Hi,

Trustin Lee wrote:
Hi,

I ran some performance test with the following settings:

* Direct buffer with PooledByteBufferAllocator
* Heap buffer with PooledByteBufferAllocator
* Heap buffer with SimpleByteBufferAllocator

PooledByteBufferAllocator is the default allocator that MINA uses to
allocate ByteBuffers.  It pools all buffers created by itself.  When a user
calls ByteBuffer.release(), it is returned to the pool. MINA is implemented
to release the buffer automatically for a few obvious case as specified in
JavaDoc. The reason why I introduced the pool and acquire/release() methods
is because direct buffers take long time to be allocated.  By using buffer
pooling, we were able to save time to allocate direct ByteBuffers.  The
disadvantage of this allocator is that there's synchronization cost during
acquire() or release() is invoked.  It might prevent multi-processor
machines from performing better than we expected.

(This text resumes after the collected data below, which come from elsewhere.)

PR #1973, opened 2020-09-25
Copy Abi into nef file and use nef for scriptHash

shargon:
Related to https://github.com/neo-project/neo/pull/1961#issuecomment-698891207
Produce changes in https://github.com/neo-project/proposals/pull/121#pullrequestreview-496434874
Close https://github.com/neo-project/neo/issues/2002


shargon:
@erikzhang please take a look, I included only the Abi, the manifest it's thought to be modified in order to add some rights, but the abi should be changed only if the script change. So how can the developer change the manifest before create the nef file?

We can remove Abi from the manifest and add the Abi inside `ContractState`, what do you think?

src/neo/SmartContract/NefFile.cs
```diff
@@ -37,9 +38,9 @@ public class NefFile : ISerializable
         public Version Version { get; set; }
 
         /// <summary>
-        /// Script Hash
+        /// Abi
         /// </summary>
-        public UInt160 ScriptHash { get; set; }
+        public ContractAbi Abi { get; set; }
```
devhawk, line 43: I don't understand the value of storing just the ABI in the NEF file. You'll still need the non ABI parts of the manifest to deploy the contract right?

src/neo/SmartContract/NefFile.cs
```diff
@@ -80,7 +86,7 @@ private void SerializeHeader(BinaryWriter writer)
             writer.Write(Version.Build);
             writer.Write(Version.Revision);
 
-            writer.Write(ScriptHash);
+            writer.WriteVarString(Abi.ToJson().ToString());
```
devhawk, line 89: Why are serializing the ABI as a json string inside the binary NEF file? Wouldn't it be more efficient to serialize this information out in binary format?

src/neo/SmartContract/NefFile.cs
devhawk: never mind, saw the thread on the other issue

src/neo/SmartContract/NefFile.cs
```diff
@@ -12,7 +13,7 @@ namespace Neo.SmartContract
     /// | Magic      | 4 bytes   | Magic header                                               |
     /// | Compiler   | 32 bytes  | Compiler used                                              |
     /// | Version    | 16 bytes  | Compiler version (Mayor, Minor, Build, Version)            |
-    /// | ScriptHash | 20 bytes  | ScriptHash for the script                                  |
+    /// | Abi        | Varbytes  | Abi file                                                   |
     /// +------------+-----------+------------------------------------------------------------+
     /// | Checksum   | 4 bytes   | First four bytes of double SHA256 hash                     |
```
erikzhang, line 18: Do we need checksum anymore?

shargon: I think that it's the same scenario, if we treat it as a file format, it's good to have a checksum, but not essential.

erikzhang: Now we need to create the hash of the whole NEF file. So we don't need checksum.

shargon: Done

shargon:
Any update?

roman-khimov (commented):
If we're to go this route then maybe it's easier to put full manifest inside NEF, it'd simplify things a bit for deployment/updates and `ContractState` will have it too.

There is a more wild idea wrt #1961/#1964 though (or maybe that was meant by https://github.com/neo-project/neo/pull/1961#issuecomment-698887160). Every deployed contract has an ID, storage is using that for keys since #1400, maybe it's time to use it also for invocations/verifications/addresses? We get contracts by hash in the following situations:
 * to create a callback
 * to perform a call
 * to find witness script
 * to create/update contract
 * to return it to the script from `GetContract` interop
 * to check it for `IsStandard` interop
 * to check for existence in oracle contract
 * to answer an RPC request

We delete them on update or destroy. Imagine all of the above use cases with an ID instead of a hash (for calls that would be 4-byte IDs, for witnesses 20-byte with lots of zeroes). The only problematic case I see is `IsStandard`, but even that is probably OK (and this patch breaks it too anyway). 

Script (ABI/NEF/whatever) hash is also an address and contracts can receive some tokens to it, but NKuyBkoGdZZSLyPbJEetheRhMjezqzTxcW/NKuyBkoGdZZSLyPbJEetheRhMjezwhg9vh/NKuyBkoGdZZSLyPbJEetheRhMjf17rTWMC/etc are good enough for that purpose.

Collisions? Probably not that different to the current situation.

Maybe I'm missing something, but using IDs can also be an option and it will allow to keep scripts/abi/nefs as is.

shargon:
> There is no way to compute the hash in the ABI. Maybe we should remove it.

Done, but we need it in manifest for check if it's a valid call so I moved it to Manifest.
- https://github.com/neo-project/neo/blob/588cd983250f97659c6f91d7cd76ca7ff7e82990/src/neo/SmartContract/Manifest/ContractManifest.cs#L186
- https://github.com/neo-project/neo/blob/588cd983250f97659c6f91d7cd76ca7ff7e82990/src/neo/SmartContract/Manifest/ContractPermission.cs#L74

shargon:
@roman-khimov 

> If we're to go this route then maybe it's easier to put full manifest inside NEF, it'd simplify things a bit for deployment/updates and ContractState will have it too.

If you want to update only the manifest, for change rights, you will need a new script?

> We delete them on update or destroy. Imagine all of the above use cases with an ID instead of a hash (for calls that would be 4-byte IDs, for witnesses 20-byte with lots of zeroes). The only problematic case I see is IsStandard, but even that is probably OK (and this patch breaks it too anyway).

I like the idea of use the id instead of the hash in some cases (for optimization), but how it solves the main problem?

erikzhang:
Then we need to remove ABI from manifest.

src/neo/SmartContract/ApplicationEngine.Contract.cs
```diff
@@ -28,22 +28,29 @@ partial class ApplicationEngine
...
+            NefFile nef = nefFile.AsSerializable<NefFile>();
+            if (nef.Script.Length > MaxContractLength)
+                throw new ArgumentException($"Invalid Script Length: {nef.Script.Length}");
+            if (nef.Abi.Length == 0 || nef.Abi.Length > ContractAbi.MaxLength)
+                throw new ArgumentException($"Invalid Abi Length: {nef.Abi.Length}");
 
-            UInt160 hash = script.ToScriptHash();
+            AddGas(StoragePrice * (nef.Script.Length + nef.Abi.Length + manifest.Length));
+
+            UInt160 hash = nef.Script.ToScriptHash();
```
erikzhang, line 46: It should be the hash of NefFile.

shargon: Done, native contracts script hash should be the same as before, right?
Should we check that the nef has been fully read? it could be altered in hash by adding `0x00` to the end of the nef file

src/neo/SmartContract/NefFile.cs
```diff
@@ -12,9 +13,7 @@ namespace Neo.SmartContract
     /// | Magic      | 4 bytes   | Magic header                                               |
     /// | Compiler   | 32 bytes  | Compiler used                                              |
     /// | Version    | 16 bytes  | Compiler version (Mayor, Minor, Build, Version)            |
```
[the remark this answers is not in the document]
shargon: I think that it could be useful for identify the source code

src/neo/SmartContract/ApplicationEngine.Contract.cs
```diff
@@ -28,22 +28,30 @@ partial class ApplicationEngine
         /// </summary>
         public static readonly InteropDescriptor System_Contract_CreateStandardAccount = Register("System.Contract.CreateStandardAccount", nameof(CreateStandardAccount), 0_00010000, CallFlags.None, true);
 
-        protected internal void CreateContract(byte[] script, byte[] manifest)
+        protected internal void CreateContract(byte[] nefFile, byte[] manifest)
         {
-            if (script.Length == 0 || script.Length > MaxContractLength)
-                throw new ArgumentException($"Invalid Script Length: {script.Length}");
+            if (nefFile.Length == 0)
```
erikzhang, line 33: We need to limit the size of the NefFile.

src/neo/SmartContract/ApplicationEngine.Contract.cs
```diff
@@ -28,22 +28,31 @@ partial class ApplicationEngine
         /// </summary>
         public static readonly InteropDescriptor System_Contract_CreateStandardAccount = Register("System.Contract.CreateStandardAccount", nameof(CreateStandardAccount), 0_00010000, CallFlags.None, true);
 
-        protected internal void CreateContract(byte[] script, byte[] manifest)
+        protected internal void CreateContract(byte[] nefFile, byte[] manifest)
         {
-            if (script.Length == 0 || script.Length > MaxContractLength)
-                throw new ArgumentException($"Invalid Script Length: {script.Length}");
+            if (nefFile.Length == 0 ||
+                nefFile.Length > (NefFile.StaticSize + IO.Helper.GetVarSize(MaxContractLength) + MaxContractLength + IO.Helper.GetVarSize(ContractAbi.MaxLength) + ContractAbi.MaxLength))
```
erikzhang, line 34: Why not just add a const to `NefFile`?

src/neo/SmartContract/ApplicationEngine.Contract.cs
```diff
@@ -28,22 +28,30 @@ partial class ApplicationEngine
...
 
-            AddGas(StoragePrice * (script.Length + manifest.Length));
+            NefFile nef = nefFile.AsSerializable<NefFile>();
+            if (nef.Script.Length == 0 || nef.Script.Length > MaxContractLength)
+                throw new ArgumentException($"Invalid Script Length: {nef.Script.Length}");
+            if (nef.Abi.Length == 0 || nef.Abi.Length > ContractAbi.MaxLength)
+                throw new ArgumentException($"Invalid Abi Length: {nef.Abi.Length}");
 
-            UInt160 hash = script.ToScriptHash();
+            AddGas(StoragePrice * (nef.Script.Length + nef.Abi.Length + manifest.Length));
```
erikzhang, line 44: `nefFile.Length + manifest.Length`?

src/neo/SmartContract/Manifest/ContractAbi.cs
```diff
@@ -1,20 +1,39 @@
...
+        /// Serialized size
+        /// </summary>
+        public int Size
+        {
+            get
+            {
+                int size = Length;
+                return IO.Helper.GetVarSize(size) + size;
+            }
+        }
```
erikzhang, line 31: Why do we need both `Length` and `Size`?

shargon: `Size` it's required because it's `ISerializable` and we use `Length` for check the length against `ContractAbi.MaxLength`

erikzhang: The `Size` should be the `Length`.

shargon: Done

src/neo/Ledger/ContractState.cs
```diff
@@ -14,47 +14,43 @@ public class ContractState : ICloneable<ContractState>, ISerializable, IInterope
     {
         public int Id;
         public byte[] Script;
+        public ContractAbi Abi;
```
Tommo-L, line 17: Will it be better that replace `Script` and `ContractAbi` by `NefFile`?

src/neo/SmartContract/NefFile.cs
Tommo-L: Like .net file format. https://www.codeproject.com/Articles/12585/The-NET-File-Format#MetaTables

src/neo/Ledger/ContractState.cs
shargon: we will spend more time in deserialize it and we won't need this information inside the chain, I think

src/neo/SmartContract/ApplicationEngine.Contract.cs
```diff
@@ -28,22 +28,30 @@ partial class ApplicationEngine
...
+                throw new ArgumentException($"Invalid Abi Length: {nef.Abi.Size}");
+
+            UInt160 hash = nefFile.ToScriptHash();
             ContractState contract = Snapshot.Contracts.TryGet(hash);
             if (contract != null) throw new InvalidOperationException($"Contract Already Exists: {hash}");
             contract = new ContractState
             {
                 Id = Snapshot.ContractId.GetAndChange().NextId++,
-                Script = script.ToArray(),
+                Script = nef.Script.ToArray(),
```
erikzhang, line 52:
```suggestion
                Script = nef.Script,
```

src/neo/SmartContract/ApplicationEngine.Contract.cs
```diff
@@ -57,36 +65,48 @@ protected internal void CreateContract(byte[] script, byte[] manifest)
 
             // Execute _deploy
 
-            ContractMethodDescriptor md = contract.Manifest.Abi.GetMethod("_deploy");
+            ContractMethodDescriptor md = contract.Abi.GetMethod("_deploy");
             if (md != null)
                 CallContractInternal(contract, md, new Array(ReferenceCounter) { false }, CallFlags.All, CheckReturnType.EnsureIsEmpty);
+
+            SendNotification(hash, "ContractCreated", new Array());
```
erikzhang, line 72: What's this?

shargon: Removed

shargon:
@erikzhang `currentScriptHash` inside the vm will be different 🤔

Tommo-L:
Extend `ExecutionContextState`?

shargon:
Please @erikzhang take a look to https://github.com/neo-project/neo/pull/1973/commits/ce655b6c11b4349587fa7ee47468b45854e3b2c5

shargon:
@neo-project/ngd-shanghai please, could you test it?

Tommo-L:
Need neo-devpack-dotnet to support it.

shargon:
> Need neo-devpack-dotnet to support it.

I will make the pr

superboyiii:
> @neo-project/ngd-shanghai please, could you test it?

I'll test this after neo-devpack-dotnet is updated.

shargon:
Please take a look to https://github.com/neo-project/neo-devpack-dotnet/pull/378

superboyiii:
> Please take a look to [neo-project/neo-devpack-dotnet#378](https://github.com/neo-project/neo-devpack-dotnet/pull/378)

Find CLI also should be modified: https://github.com/neo-project/neo-node/blob/90c7f396df2ac52c4ced880c433d286719e578ce/neo-cli/CLI/MainService.cs#L284

superboyiii:
Compile it successfully and try to deploy it on neo-cli, find magic unmatch...
image

shargon:
> Compile it successfully and try to deploy it on neo-cli, find magic unmatch...

Did you use a nef file?

superboyiii:
> > Compile it successfully and try to deploy it on neo-cli, find magic unmatch...
> 
> Did you use a nef file?

Yes, of course.

shargon:
@superboyiii Could you send me by discord your nef and manifest?

erikzhang:
I have a simpler idea. We don't need to modify the core, we can make the compiler add an instruction "RET" before the generated contract to solve this problem.

@shargon What do you think?

superboyiii:
> @superboyiii It's a new generated nef file? Could you send me by discord your nef and manifest?

Sure. I upload the whole project here so that you could find the issue clearly. https://packet.azureedge.net/neochain/neo3/neo-PR#1973.zip

ProDog:
> Compile it successfully and try to deploy it on neo-cli, find magic unmatch...

Yes, `reader.ReadUInt32()` was `2013333335` when I tested it.

superboyiii:
> > Compile it successfully and try to deploy it on neo-cli, find magic unmatch...
> 
> Yes, `reader.ReadUInt32()` was `2013333335` when I tested it.

Yes, for me is `135056913`, it's changing due to different sc. And it should always be `860243278`. 
@shargon

shargon:
@superboyiii I will wait for https://github.com/neo-project/neo/issues/2021 because maybe we choose a different fix

superboyiii:
> @superboyiii I will wait for #2021 because maybe we choose a different fix

Fine. But I think this feature might be included in the version after Preview4 because not much time left for release. Do you think it's OK?

shargon:
> Fine. But I think this feature might be included in the version after Preview4 because not much time left for release. Do you think it's OK?

I think that it's the most important one in preview4 🤣

superboyiii:
> > Fine. But I think this feature might be included in the version after Preview4 because not much time left for release. Do you think it's OK?
> 
> I think that it's the most important one in preview4 🤣

Then we have to delay Preview4 for several weeks. Only one week left.🤣

shargon:
@superboyiii We only need to discuss https://github.com/neo-project/neo/issues/2021 and we can move foreward.

roman-khimov:
This or #2021 are very invasive things, so independent of what's going to be the accepted solution it needs as much testing as we could provide. And preview4 is exactly for that, testing in a wider setting, so I'd rather wait a little, but settle this before preview4.

shargon:
Closed in favor of https://github.com/neo-project/neo/pull/2044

SimpleByteAllocator is a very simple allocator.  It just creates a new
ByteBuffer whenever requested.  It never pools anything.  The advantage of
this allocator is that it doesn't have any synchronization cost.  It just
allocates a buffer and forget about it.  This works best with heap byte
buffers because the time complexity of Java heap memory allocation is O(1),
fantastic constant time.

We usually have been taught that direct buffers will perform better than
heap buffers, but many performance test results including mine are saying
that heap buffers are performing *far* better. I got almost 50% performance
boost after switching from direct buffer with PooledByteBufferAllocator to
heap buffer with SimpleByteBufferAllocator. Is there anyone who had similar
experiences?

Yes I've found the same result.


In this context, I think the value of the default buffer pooling that MINA
provides might be dubious.  If this is true, should we have to have
acquire() and release() methods sacrificing API usability?  Why don't we
just get rid of (or deprecate) them and let the VM take care of the whole
buffer management?

One thing you might consider is to create a very large direct ByteBuffer and slice it in your PooledByteBufferAllocator. Clients of PooledByteBufferAllocator will not see any difference, but the performance might significantly improve (might be better that Heap Buffer). You might consider doing the trick for heap as well.

Thanks

-- Jeanfrancois




Trustin

PS: I beat Apache HTTP 2.0.55 with MINA + AsyncWeb today. I was able to get
20,000 msg/sec throughput with my dual core opteron dual box.  I will give
you an update later when more data is gathered and feel confident that I
configured Apache HTTPD to its maximum performance.